# An unwanted husband



## Figs (Dec 2, 2009)

thats what i am, an unwanted husband, who ruined my w Christmas! im the ******* of the world. It finally happened, what i dreaded the most. she started the divorce paperwork online, all i and this marriage is worth is $300. i dont know what to do anymore! why is this happening? why cant she realize how much i love her and how much i want to be with her. i hate this!! f***!!!! i miss her so much. and i cry every time i think of loosing my family!


----------



## 63Vino (Dec 23, 2009)

How did you ruin w's xmas?


----------



## Figs (Dec 2, 2009)

63Vino said:


> How did you ruin w's xmas?


my daughter and i opened the christmas presents at midnight, while my wife was at our neighbors house. she was upset because she will never get that moment back. and she told me that i ruined her christmas!


----------



## 63Vino (Dec 23, 2009)

mmm yea... WHy would you do that?
mmm yea.... WHy was W at neighbors, midnight on xmas?


----------



## Figs (Dec 2, 2009)

63Vino said:


> mmm yea... WHy would you do that?
> mmm yea.... WHy was W at neighbors, midnight on xmas?

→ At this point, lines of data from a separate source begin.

PR #8235, opened 2024-01-05
Improve AI heroes behavior on the Adventure Map

ihhub:
- speed up decision making regarding Hut of Magi
- add correction coefficient for object value calculation that depends on time. The longer AI heroes play the lesser distance penalty.
- adjust fog discovery priorities for different AI hero roles
- add fog discovery value correction over time for AI heroes. In other words AI heroes will tend to uncover more fog over time.
- ~~adjust Observation Tower evaluation to exclude fog that can be uncover just by hero stepping on the object~~
- speed up Stables evaluation
- ~~remove hardcoded bonus values for Daemon Cave~~
- avoid visiting Oasis and Watering Hole if they bring no benefit
- improve picking correct tile index for fog discovery. Previously, AI heroes will choose any first tile that allows to uncover fog. Now the search continues to check all neighbouring tiles to find the best one.

### DIFF
--- a/src/fheroes2/ai/normal/ai_normal_hero.cpp
+++ b/src/fheroes2/ai/normal/ai_normal_hero.cpp
@@ -1,6 +1,6 @@
 /***************************************************************************
  *   fheroes2: https://github.com/ihhub/fheroes2                           *
- *   Copyright (C) 2020 - 2023                                             *
+ *   Copyright (C) 2020 - 2024                                             *
  *                                                                         *
  *   This program is free software; you can redistribute it and/or modify  *
  *   it under the terms of the GNU General Public License as published by  *
--- a/src/fheroes2/ai/normal/ai_normal_hero.cpp
+++ b/src/fheroes2/ai/normal/ai_normal_hero.cpp
@@ -334,11 +334,10 @@ namespace
         }
 
         case MP2::OBJ_OBSERVATION_TOWER: {
-            const int32_t fogCountToUncoverByHero = Maps::getFogTileCountToBeRevealed( index, hero.GetScoutingDistance(), hero.GetColor() );
             const int32_t fogCountToUncoverByTower
                 = Maps::getFogTileCountToBeRevealed( index, GameStatic::getFogDiscoveryDistance( GameStatic::FogDiscoveryType::OBSERVATION_TOWER ), hero.GetColor() );
 
-            return fogCountToUncoverByTower > fogCountToUncoverByHero;
+            return fogCountToUncoverByTower > 0;
         }
 
         case MP2::OBJ_OBELISK:
@@ -846,7 +845,7 @@ namespace
         return fogDiscoveryBaseValue;
     }
 
-    uint32_t getFogDiscoveryMaximizingPeriod( const Heroes & hero )
+    uint32_t getTimeoutBeforeFogDiscoveryIntensification( const Heroes & hero )
     {
         switch ( hero.getAIRole() ) {
         case Heroes::Role::SCOUT:
@@ -1245,13 +1244,11 @@ namespace AI
             const int32_t fogCountToUncoverByTower
                 = Maps::getFogTileCountToBeRevealed( index, GameStatic::getFogDiscoveryDistance( GameStatic::FogDiscoveryType::OBSERVATION_TOWER ), hero.GetColor() );
 
-            const int32_t fogCountToUncoverByHero = Maps::getFogTileCountToBeRevealed( index, hero.GetScoutingDistance(), hero.GetColor() );
-
-            if ( fogCountToUncoverByTower - fogCountToUncoverByHero <= 0 ) {
+            if ( fogCountToUncoverByTower == 0 ) {
                 // Nothing to uncover.
                 return -dangerousTaskPenalty;
             }
-            return fogCountToUncoverByTower - fogCountToUncoverByHero;
+            return fogCountToUncoverByTower;
         }
         case MP2::OBJ_MAGELLANS_MAPS: {
             // Very valuable object.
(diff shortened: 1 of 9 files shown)


oleg-derevenetz:
Hi @ihhub

> remove hardcoded bonus values for Daemon Cave

Daemon Cave works as follows: you get a choice between fighting the demon's servants and the demon himself. In the first case, you get a fixed reward, in the second you will get a random outcome (including the outcome when hero will be eaten by a demon) with a random reward (by "random" I mean randomly set at the start of the game on the map). This random reward can be retrieved using the `getFundsFromTile()`, but not always - sometimes it's an artifact and in this case there is no sense to call `getFundsFromTile()`, and sometimes it's just experience and so on. Anyway, AI always choose to fight with demon servants and to get a fixed reward (which is hardcoded), because It doesn't want its hero to be eaten by a demon randomly.

ihhub:
Hi @oleg-derevenetz , I reverted this change.

src/fheroes2/ai/normal/ai_normal_hero.cpp
```diff
@@ -1207,13 +1242,16 @@ namespace AI
...
         case MP2::OBJ_OBSERVATION_TOWER: {
-            const int fogCountToUncover
+            const int32_t fogCountToUncoverByTower
                 = Maps::getFogTileCountToBeRevealed( index, GameStatic::getFogDiscoveryDistance( GameStatic::FogDiscoveryType::OBSERVATION_TOWER ), hero.GetColor() );
-            if ( fogCountToUncover <= 0 ) {
+
+            const int32_t fogCountToUncoverByHero = Maps::getFogTileCountToBeRevealed( index, hero.GetScoutingDistance(), hero.GetColor() );
+
+            if ( fogCountToUncoverByTower - fogCountToUncoverByHero <= 0 ) {
                 // Nothing to uncover.
```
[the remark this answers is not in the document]
oleg-derevenetz: Actually, if we think about it, action objects are usually not used by a hero during the regular fog discovery, therefore, if the hero does not see more on this tower than without it, then it is still worth using this tower for the fog discovery.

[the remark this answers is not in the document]
ihhub: I revert the changes.

src/fheroes2/world/world_pathfinding.cpp
```diff
@@ -916,6 +916,8 @@ int AIWorldPathfinder::getFogDiscoveryTile( const Heroes & hero, bool & isTerrit
             }
         }
 
+        int32_t maxTilesToReveal = 0;
```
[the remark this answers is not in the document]
ihhub: How it was previously: iteratively go through every tile, check all neighbours and if any neighbour has fog to uncover, stop there and return this neighbour tile index.

Now: iteratively go through every tile, check all neighbours and if any neighbour has fog to uncover, remember this neighbour, continue through all other neighbours and find the one with highest number of tiles to uncover. Return the best.

src/fheroes2/ai/normal/ai_normal_hero.cpp
```diff
@@ -2095,10 +2143,28 @@ namespace AI
...
+                    // This is actually a very useful fog discovery action which might lead to finding of new objects.
+                    // Increase the value of this action.
+                    fogDiscoveryValue /= 2;
+
+                    if ( world.CountDay() > period ) {
+                        fogDiscoveryValue = 0;
+                    }
+                    else {
+                        fogDiscoveryValue = fogDiscoveryValue * ( period - world.CountDay() ) / period;
+                    }
```
Districh-ru, line 2161: For the case when `world.CountDay() > period` the `/= 2` is redundant because the variable will be set to 0.
So we can slightly increase the performance:

```suggestion
                    if ( world.CountDay() > period ) {
                        fogDiscoveryValue = 0;
                    }
                    else {
                        // Increase the value of this action.
                        fogDiscoveryValue /= 2;
                        
                        fogDiscoveryValue = fogDiscoveryValue * ( period - world.CountDay() ) / period;
                    }
```

Districh-ru (changes requested):
Hi, @ihhub, I let AI to play an XL map and fond the AI movement actions good.
I left one minor speed-up suggestion. Could you please take a look.

src/fheroes2/ai/normal/ai_normal_hero.cpp
oleg-derevenetz: @Districh-ru  If so, there is no need to divide it by 2 first and then perform separate calculations, we can just write like this:

```cpp
else {
    fogDiscoveryValue = fogDiscoveryValue / 2 * ( period - world.CountDay() ) / period;
}
```

Districh-ru: Sure, I just left the division with the comment why the division is done from the previous code.

src/fheroes2/world/world_pathfinding.cpp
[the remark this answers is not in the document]
oleg-derevenetz: I pushed commit with my vision of `AIWorldPathfinder::getFogDiscoveryTile()`. It is somewhat simpler, it calls `Maps::getFogTileCountToBeRevealed()` more times, but this is compensated by not calling many other things. Here is a profiler's call tree for the `master` branch:

master

and here is a call tree for this PR with my commit:

pr

Both are made from the same savefile made on XL map "Marooned" at 6-3-1 (that is, a sufficiently explored map by AI at that moment). I suggest testing this variant, but I don't insist :) This commit can be reverted.

idshibanov (approved):
Great change

Branikolog (approved):
Haven't found any issues.

src/fheroes2/world/world_pathfinding.cpp
```diff
@@ -876,114 +875,110 @@ uint32_t AIWorldPathfinder::getMovementPenalty( const int from, const int to, co
...
     const int scoutingDistance = hero.GetScoutingDistance();
-
     const Directions & directions = Direction::All();
-    std::vector<bool> tilesVisited( world.getSize(), false );
-    std::vector<int> nodesToExplore;
-
-    tilesVisited[start] = true;
 
-    nodesToExplore.push_back( start );
+    struct TileCharacteristics
```
ihhub, line 885: Hi @oleg-derevenetz , what was the reason to remove whirlpool and teleport tiles?

ihhub: Got it.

our neighbors invited us over for christmas dinner. it was late already and my daughter was very tired, so i took her home, but once we got there she didnt want to go to sleep. midnight came around and i called my wife to tell her me and "***** our going to open the gifts would you like to come over?" she said "do what you want!" and i replied "no you do want you want!" in anger. and proceeded to open gifts, with my daughter.


----------



## 63Vino (Dec 23, 2009)

Mistake... Fix it.

She didnt file for divorce over the xmas thing. You know it. Although major mistake on your part. There is WAY more to the story then you could probably type here. I sense the anger. If you stand any chance you need to work on THAT first. Drop the anger. If you cant? get help to do it.

It was a long road to get to this point. If you expect it to come back it will be long also. You need to be open honest CALM and see if you can get her to agree to work on it and be explicit on the things YOU are going to do ... then DO them.


----------



## Figs (Dec 2, 2009)

63Vino said:


> Mistake... Fix it.
> 
> She didnt file for divorce over the xmas thing. You know it. Although major mistake on your part. There is WAY more to the story then you could probably type here. I sense the anger. If you stand any chance you need to work on THAT first. Drop the anger. If you cant? get help to do it.
> 
> It was a long road to get to this point. If you expect it to come back it will be long also. You need to be open honest CALM and see if you can get her to agree to work on it and be explicit on the things YOU are going to do ... then DO them.


i agree and i want to fix it all. but its so hard to keep my spirits up when she is requesting info for divorce paperwork.


----------



## 63Vino (Dec 23, 2009)

Of course it hard. But you have to do it anyway.
I only know your half of the story. So maybe there's a LOT more to it. If its as simple as misunderstanding then she should be reasonable. You need to remain calm though. Not only is it your only chance but if it does not come back to you, being combative is not going to make anything easier.
The x-mas thing really was horrible dude. You need to make that up to her somehow.


----------



## Figs (Dec 2, 2009)

i dont know how some people do it, i left for less than a day and find myself going back home, and asking for my wedding ring back too. i know im probably shooting myself in the foot by doing all this, but i cant help being away from her. and also knowing that in august we will have to move for military purposes. we might get seperated then. 

i love you and i want you to know if you are reading this im not loosing any hope even though we're currently filling out all the paperwork. and even after the divorce. i just cant help feel any other way!